I'm working on a SLURM cluster with NGS data. I trimmed raw reads and was thinking of the best way to align them to the reference genome. I have pairs of reads for a few samples. I wrote a script for parallel bwa:
#SBATCH --cpus-per-task=1
#SBATCH --ntasks=10
#SBATCH --nodes=1
# align with bwa & convert to bam
bwatosam() {
id=$1
index=$2
output=$3/"$id".bam
fq1=$4/"$id".R1.fq.gz
fq2=$4/"$id".R2.fq.gz
bwa mem -t 16 -R '@RG\tID:"$id"\tSM:"$id"\tPL:ILLUMINA\tLB:"$id"_exome' -v 3 -M $index $fq1 $fq2 |
samtools view -bo $output
};
export -f bwatosam
# run bwatosam in parallel
ls trimmed/*.R1.fq.gz |
xargs -n 1 basename |
awk -F ".R1" '{print $1 | "sort -u"}' |
parallel -j $SLURM_NTASKS "bwatosam {} index.fa alns trimmed"

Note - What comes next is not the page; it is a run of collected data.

PR #1989, opened 2024-03-23
TMA: validate view and size of transfer

zasdfgbnm:


zasdfgbnm:
!build

zasdfgbnm:
!build

zasdfgbnm:
!build

csrc/device_lower/lower2device.h
```diff
@@ -238,6 +240,17 @@ class GpuLower : public NonCopyable {
     return passes_;
   }
 
+  template <typename... Args>
+  void validate(Val* val, Args... args) {
+    auto sv = simplifyExpr(val);
+    if (sv->isTrue()) {
```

But I'm not sure if I use the right parameters (#SBATCH) for the job because if I do it without -j:
#SBATCH --nodes=1
#SBATCH --ntasks-per-node=5
# run bwatosam in parallel
ls trimmed/*.R1.fq.gz |
xargs -n 1 basename |
awk -F ".R1" '{print $1 | "sort -u"}' |
parallel "bwatosam {} index.fa alns trimmed"
It works 10 times faster. What number of nodes/cpus/threads should I use?
Have you tried submitting jobs directly to SLURM without the additional complexity of using
parallel
. On a cluster (withparallel
) you are adding complexity for no good reason as far as I see.